Hemophilia C occurs due to a mutation in gene F11, which is present on chromosome 4. The mutated copy of F11 is inherited in two copies by everyone without any gender predilection affecting both males and females equally. However, it is less common than hemophilia A and B.

4.

Is Hemophilia C a Common Condition?

Hemophilia C is a rare condition. It affects 1 in 100000 men and women in the United States, making hemophilia A ten times more common than hemophilia C. It affects males and females equally, and people of any age group can get affected by this.

5.

Is Hemophilia Inherited Disorder?

Hemophilia is a hereditary bleeding disorder in which a blood clot does not happen properly. This condition involves spontaneous bleeding following minor injuries or surgical procedures. Hemophilia generally affects the proteins present in blood that helps in blood clotting.

6.

How Is Hemophilia C Differ From A and B?

Hemophilia A and B occur by inheriting a mutated gene from one of the parents. In hemophilia C, both biological parents may inherit the mutated genes. People with hemophilia C do not have bleeding issues, and it occurs due to problems in factor XI.

7.

Does Hemophilia C Show a Dominant or Recessive Pattern?

Hemophilia C is an autosomal recessive disorder. It is caused by a lack of factor XI, causing problems in blood clotting. In a recessive pattern, the child can get defective genes from each parent, and the parents usually do not have any symptoms of this condition.

8.

What Precautions Should a Hemophilia Patient Take?

A hemophilia patient should avoid playing contact sports with high chances of injury, such as football, hockey, or wrestling. They must also avoid certain medications, such as aspirin and ibuprofen, which can worsen the bleeding. In addition, maintaining good dental hygiene and getting vaccinations at an appropriate age is necessary.

9.

Does Hemophilia Heal Itself?

There is no cure for hemophilia. However, the condition can be managed to lead a good and healthy life. As it affects blood clotting factors, medicines can be given to prevent and treat prolonged bleeding.

10.

Does Hemophilia Get Worse With Age?

Hemophilia includes various complications that can get worsen with age which include the following:
  - Intracranial hemorrhage (bleeding between brain tissues).
- Joint disease.
- Inhibitor development (an immune system response to infused clotting factors in the body).
 
Living with these complications can be challenging, but these can be managed with medications.

11.

How to Stop Bleeding in Hemophilia?

The best method to treat hemophilia or prevent bleeding is to replace the missing blood clotting factor [in hemophilia A, the missing clotting factor is Factor VIII (8) and in Hemophilia B, the missing clotting factor is Factor IX (9)] so that the blood can clot properly. This can be done by injecting the deficient blood clotting factor directly into the patient’s vein.

12.

Does Hemophilia Affect the Immune System of the Body?

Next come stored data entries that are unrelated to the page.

PR #475, opened 2018-02-01
PHPLIB-292: Apply type map to offsetGet and throw exceptions for mutate methods in TypeMapArrayIterator

kvwalker:
https://jira.mongodb.org/browse/PHPLIB-292

### DIFF
--- a/tests/Model/TypeMapArrayIteratorTest.php
+++ b/tests/Model/TypeMapArrayIteratorTest.php
@@ -85,14 +85,14 @@ class TypeMapArrayIteratorTest extends TestCase
         $iterator->rewind();
 
         $iterator->asort();
-
     }
 
     /**
+     * @dataProvider provideMutateMethods
      * @expectedException MongoDB\Exception\BadMethodCallException
      * @expectedExceptionMessage MongoDB\Model\TypeMapArrayIterator is immutable
      */
-    public function testAsortThrowsException()
+    public function testMutateMethodsCannotBeCalled($method, $args)
     {
         $document = [
             'array' => [1, 2, 3],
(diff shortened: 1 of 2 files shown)


tests/Model/TypeMapArrayIteratorTest.php
```diff
@@ -31,4 +32,295 @@ public function testCurrentAppliesTypeMap()
...
+        $iterator = new TypeMapArrayIterator([$document], $typeMap);
+
+        $expectedDocument = (object) [
+            'array' => [1, 2, 3],
+            'object' => (object) ['foo' => 'bar'],
+        ];
+
+        $iterator->rewind();
+
+        $iterator->asort();
```
jmikola: This looks like a typo and should likely be `append($someValue)`.

tests/Model/TypeMapArrayIteratorTest.php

The immune system starts to react negatively in people with severe hemophilia. This affects the clotting factors [in hemophilia A, the missing clotting factor is Factor VIII (8) and in hemophilia B, the missing clotting factor is Factor IX (9)] used to treat bleeding. As this happens, the immune system develops the proteins that prevent the clotting factors from functioning properly, making the treatment less effective.

13.

How Is Hemophilia Transmitted?

Hemophilia is an inherited genetic condition passed down from parent to child through their genes. The gene for hemophilia is found on the X chromosome, which is usually passed from mother to son. If a woman is a carrier of the gene, she has a 50% chance of passing the gene on to each of her children. However, Hemophilia can also occur as a spontaneous genetic mutation, which means it occurs in a person with no family history of the condition. In such cases, the risk of passing the condition on to future generations is low.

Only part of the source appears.